Let’s see what instance we get. Does it seem like a well-formed-formula?

So, we have an or. It has a left side and a right side, and they’re the same. Both are an and. What’s the left side of that? It’s a variable - we can deal with that. But the right side is that same and! This clearly can’t be well-formed - we’ve got some kind of strange, infinite formula.

Let’s fix this:

fact wellFormed {
    -- We're using the old computer science trick of assuming a function that does what we want and then worrying about
    -- how it works later.
    all f : Formula | f not in allSubformulas[f]
}

fun allSubformulas[f : Formula]: set Formula {
    -- We have all of these different kinds of child relationships, so how can we traverse them all?

    -- We have two different left and right relations, for and and for or. These have to be disambiguated somehow,
    -- or Alloy won't know what to do with it
    -- f.^(child + left + right + left + right)

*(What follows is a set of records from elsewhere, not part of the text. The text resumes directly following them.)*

PR #5943, opened 2026-06-04
Support vision datasets for Liger in DPO

albertvillanova:
Support vision datasets for Liger in DPO.

This PR introduces support and testing for vision-language models (VLMs) using the Liger kernel in the DPOTrainer. The main changes include updates to the Liger loss computation to ensure proper handling of vision inputs by invoking the full model backbone instead of just the decoder, and a new test for VLM training with Liger.

Follow-up to review comment: https://github.com/huggingface/trl/pull/5939#discussion_r3356605875

### Motivation

The Liger loss path in `_compute_loss_liger` was calling `model.get_decoder()`, which on VLMs returns only the text decoder and bypasses the vision encoder entirely. Visual inputs (`pixel_values`, `image_grid_thw`, etc.) were also not forwarded.

### Solution

This PR replaces `model.get_decoder()` with `model.model`, the backbone attribute that, for VLMs, includes the vision encoder before the language decoder. This is the same pattern`GRPOTrainer._get_last_hidden_state` already uses, with an explicit comment explaining why `get_decoder()` is wrong for VLMs.

VLM keys are now forwarded using the same exclusion-based `model_kwargs` construction that `_compute_loss` already uses, so any key the processor emits (`pixel_values`, `image_grid_thw`, `pixel_attention_mask`, `image_sizes`, `image_position_ids`, etc.) is forwarded automatically.

### Changes

**Liger Loss Computation Updates:**

* Modified `_compute_loss_liger` in `DPOTrainer` to call the full model backbone (`model.model`) instead of just the decoder, ensuring that vision inputs (e.g., `pixel_values`) are processed correctly for VLMs. This change is applied both for the policy and reference models.
* Cleaned up input handling by filtering out non-model keys and passing all relevant inputs (including vision-related ones) to the model.

**Vision-Language Model (VLM) Support:**

* Added a new test `test_train_vlm_liger` for DPO to verify that VLMs can be trained with the Liger kernel, including checks that model parameters are updated after training.

---

> [!NOTE]
> **Medium Risk**
> Changes core Liger loss forward path for all models (backbone selection and kwargs forwarding); behavior for text-only LMs should be equivalent but VLM and transformers version branches add regression surface.
> 
> **Overview**
> **DPO Liger** now supports vision-language preference training by fixing how hidden states are computed for VLMs.
> 
[...]

PR #5949, opened 2026-06-05
Fix backbone access in GRPO by aligning with SFT

albertvillanova:
Fix backbone access in GRPO aligning with SFT.

This PR aligns `GRPOTrainer` with `SFTTrainer` by fixing how the last hidden state is retrieved from models in the `_get_last_hidden_state` method. This improves compatibility with different versions of the `transformers` library and better handling of vision-language models (VLMs).

Follow-up to this review comment: https://github.com/huggingface/trl/pull/5943#discussion_r3361794937

### Motivation

In `GRPOTrainer._get_last_hidden_state`, the backbone is accessed via `unwrapped_model.model`: a hardcoded attribute name that assumes `base_model_prefix == "model"`. 

`SFTTrainer` uses the more robust `model.base_model`, which is a `PreTrainedModel` property that resolves to `getattr(self, self.base_model_prefix)` and works correctly across all model families.

### Solution

This PR aligns `GRPOTrainer` with `SFTTrainer`'s established pattern:
- Use `unwrapped_model.base_model` in the general case (text LMs and VLMs on transformers ≥ 5.0).
- Fall back to `unwrapped_model.model` only for pre-5.0 VLMs, where `base_model_prefix = ""` makes `base_model is self` (which would re-run `lm_head`).

The comment explaining the choice is taken verbatim from SFTTrainer.

### Changes

Model compatibility and robustness improvements:

* Updated the logic to select the correct model backbone (`base_model` or `model`) depending on whether the model is a VLM and the version of `transformers`, ensuring that the correct module is used for both language models and VLMs, and avoiding issues with pre-5.0 transformers where `base_model_prefix` is set to an empty string.
* Added explanatory comments clarifying why `base_model` or `model` is chosen and the pitfalls of using `get_decoder()` with VLMs.

---

> [!NOTE]
> **Medium Risk**
> Changes which submodule runs during GRPO/Liger loss hidden-state extraction, so wrong selection would skew policy gradients; scope is limited to backbone routing, not reward or generation logic.
> 
> **Overview**
> **GRPO** `_get_last_hidden_state` no longer hardcodes `unwrapped_model.model` for hidden states. It now picks the backbone the same way as **SFT**: `unwrapped_model.base_model` by default, and `unwrapped_model.model` only for VLMs on **transformers &lt; 5.0** (where `base_model` would alias the full model and re-run `lm_head`). The same inline comment as SFT documents why `get_decoder()` is avoided for VLMs.
> 
> **SFT** only renames the local `decoder` variable to `backbone` and tightens the comment wording—behavior is unchanged.
> 
> <sup>Reviewed by [Cursor Bugbot](https://cursor.com/bugbot) for commit 0f9d2efb99f64d71bfe689bd26fd3976858f7460. Bugbot is set up for automated code reviews on this repo. Configure [here](https://www.cursor.com/dashboard/bugbot).</sup>

### DIFF
--- a/trl/trainer/grpo_trainer.py
+++ b/trl/trainer/grpo_trainer.py
@@ -997,7 +997,7 @@ class GRPOTrainer(_BaseTrainer):
 
         model_inputs["use_cache"] = False  # only used in generation; set False to suppress warnings
 
-        # `base_model` gives the inner module (skipping `lm_head`) — text decoder for LMs, multimodal wrapper for
+        # `base_model` gives the backbone model (skipping `lm_head`) — text decoder for LMs, multimodal wrapper for
         # VLMs (so vision-token injection runs before the text decoder). `get_decoder()` won't do: on VLMs it
         # returns just the text stack and feeds image-placeholder IDs through it.
         # Pre-5.0 transformers VLMs set `base_model_prefix = ""` so `base_model is self` (re-runs `lm_head`).
--- a/trl/trainer/grpo_trainer.py
+++ b/trl/trainer/grpo_trainer.py
@@ -997,7 +997,16 @@ class GRPOTrainer(_BaseTrainer):
 
         model_inputs["use_cache"] = False  # only used in generation; set False to suppress warnings
 
-        last_hidden_state = unwrapped_model.model(**model_inputs).last_hidden_state
+        # `base_model` gives the inner module (skipping `lm_head`) — text decoder for LMs, multimodal wrapper for
+        # VLMs (so vision-token injection runs before the text decoder). `get_decoder()` won't do: on VLMs it
+        # returns just the text stack and feeds image-placeholder IDs through it.
+        # Pre-5.0 transformers VLMs set `base_model_prefix = ""` so `base_model is self` (re-runs `lm_head`).
+        # Fall back to `.model` there.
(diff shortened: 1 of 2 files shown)


qgallouedec (approved):
Thanks!!

trl/trainer/grpo_trainer.py
```diff
@@ -997,7 +997,16 @@ def _get_last_hidden_state(
...
+        # `base_model` gives the inner module (skipping `lm_head`) — text decoder for LMs, multimodal wrapper for
+        # VLMs (so vision-token injection runs before the text decoder). `get_decoder()` won't do: on VLMs it
+        # returns just the text stack and feeds image-placeholder IDs through it.
+        # Pre-5.0 transformers VLMs set `base_model_prefix = ""` so `base_model is self` (re-runs `lm_head`).
+        # Fall back to `.model` there.
+        if self._is_vlm and Version(transformers.__version__) < Version("5.0.0"):
+            backbone = unwrapped_model.model
+        else:
+            backbone = unwrapped_model.base_model
+        last_hidden_state = backbone(**model_inputs).last_hidden_state
```
qgallouedec, line 1009: should we use `backbone` everywhere?

albertvillanova: I agree we should align. Doing it.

    -- The <: is what Alloy calls the domain restriction operator and what we prefer calling the alligator. It lets us
    -- restrict a relation to only things where the left side of the relation is in a particular set (like all the
    -- Ands)
    f.^(child + (And <: left) + (And <: right) + (Or <: left) + (Or <: right))

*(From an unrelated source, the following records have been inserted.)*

Issue #4967, opened 2026-02-04
Support Unbiased "K1-in-Reward" KL Estimator for GRPO


ktolnos:
### Feature request

I propose implementing the K1 KL estimator added to the reward for the GRPO trainer.
Currently, the GRPO implementation calculates the KL penalty using the [K3 estimator](http://joschu.net/blog/kl-approx.html) and adds it directly to the loss.
The recent paper [A Comedy of Estimators: On KL Regularization in RL Training of LLMs](https://www.google.com/url?sa=E&q=https%3A%2F%2Farxiv.org%2Fabs%2F2512.21852) demonstrates that:
- K3-in-Loss (current implementation) results in biased gradients.
- K1-in-Reward (proposed implementation) provides unbiased gradients for the Reverse KL objective.

## Proposed Implementation Plan

There are two option: replacing the current implementation or adding options to the config to switch between the current and the proposed implementations.
We could add a config like kl_estimator or split it into:
- kl_estimator: "k1" (naive log-ratio) or "k3" (Schulman approximation).
- use_kl_in_reward: True/False.

*Current Behavior*: kl_estimator="k3", use_kl_in_reward=False (Calculated in loss).
*Proposed New Defaults*: kl_estimator="k1", use_kl_in_reward=True (Calculated in reward).

Replacing the current implementation would reduce code complexity, adding options will allow to reproduce the old behavior available. Some combinations of options lead to unstable training (e.g. k1 in the loss)

### Motivation

The cited paper shows that while the current K3-in-loss approach is stable, it underperforms unbiased estimators. Switching to K1-in-reward was shown to significantly improve generalization on Out-of-Distribution (OOD) tasks (e.g., Biology/Chemistry/Physics when training on Math) while maintaining or improving In-Domain performance.
Other libraries are already moving in this direction. For example, verl has adopted K1-in-reward as the only option for reverse KL.

### Your contribution

I am ready to implement this change.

    -- But how does this work? Depending on the type of formula, it might not have a left and a right. When we do transitive
    -- closure, that'll just do all the joins that it can. Then, when we do the relational join, it'll evaluate to the empty
    -- set for things that don't match up. For example, if f is Var$0 and the transitive closure comes out to
    -- { And$0 -> Var$0, And$0 -> Var$1, Or$0 -> And$0, Or$0 -> Var$0 }, then the dot join of those will just be {}. 
    -- To get this relational join, we could have started with something like this:
    --      And <: left = { And$0 -> Var$0 }
    --      And <: right = { And$0 -> Var$1 }
    --      Or <: left = { Or$0 -> And$0 }
    --      ...
    -- Then, the transitive closure will keep joining those wherever the atoms line up.
}

Supposed I’d like to find the size of a formula, as given by the number of parts/subformulas in it.

Something like this is really appealing:

fun size[f: Formula]: Int {
    1 + #allSubformulas[f]
}

But allSubformulas returns a set, which can’t have duplicates. So if we have a formula that refers to the same formula multiple times, it only gets counted once.

What we really want is recursion in Alloy, without having to do all sorts of workarounds. This is a general technique that’s really helpful for Alloy specs. Alloy also has very limited recursion support, but it doesn’t work all that well and you shouldn’t trust it. Essentially, we’ll use a constrained field that represents the recursive value we’re trying to compute.

We’ll start by adding a size field to Formula:

abstract sig Formula {
    size: Int
}

What constraints do we need to make this true? size should be 1 + the size of the subformulas. The constraint on size will depend on what kind of formula we have:

sig Var extends Formula {} {
    size = 1
}

sig Not extends Formula { child: Formula } {
    -- We need to use @ because, within a sig fact, there's always an implicit `this.` in front of any name that's a field
    -- of the sig. For example, here `size` is the size of this particular `Not` formula, not the overall `size` relation.
    -- Sig facts are really nice and can make your code much more concise, but if you end up using the Twitter operator
    -- (what Tim calls it) a lot, you might be better off using a fact with an explicit `all`.
    size = add[1, child.@size]
}

sig And extends Formula { left, right: Formula } {
    size = add[1, add[left.@size, right.@size]]
}

sig Or extends Formula { left, right: Formula } {
    size = add[1, add[left.@size, right.@size]]
}

Helpful tip: when displaying instances, we can go into the theme settings and show the size as an attribute of the atom instead of an arc.

The takeaway here is that you cannot have traditional recursion in Alloy, because Alloy has to turn the spec into a Boolean formula. You could spell out the recursion up to a certain depth, but that doesn’t scale well. Instead, you lift the recursion up into the spec, sort of like skolemization. This forces Alloy to respect the recursion relation as part of the spec without requiring any recursive execution.